PR #378, opened 2023-04-15
feat: add ayatana-indicator-sound

cat-master21:
Note I have purpose-fully added a seperate `indicators/` directory to hold all of the Ayatana Indicators and libindicator. I will move them in a seperate PR.


windowsboy111:
Do you think we can autoupdate this?

cat-master21:
I think I can but would rather not do it automaticlly (but definitely can).

windowsboy111 (approved):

What to work on>
The answer is a portion of the data. Write out exactly the line with "feat: add ayatana-indicator-sound" and all lines after it.

Answer to this task>
feat: add ayatana-indicator-sound

cat-master21:
Note I have purpose-fully added a seperate `indicators/` directory to hold all of the Ayatana Indicators and libindicator. I will move them in a seperate PR.


windowsboy111:
Do you think we can autoupdate this?

cat-master21:
I think I can but would rather not do it automaticlly (but definitely can).

windowsboy111 (approved):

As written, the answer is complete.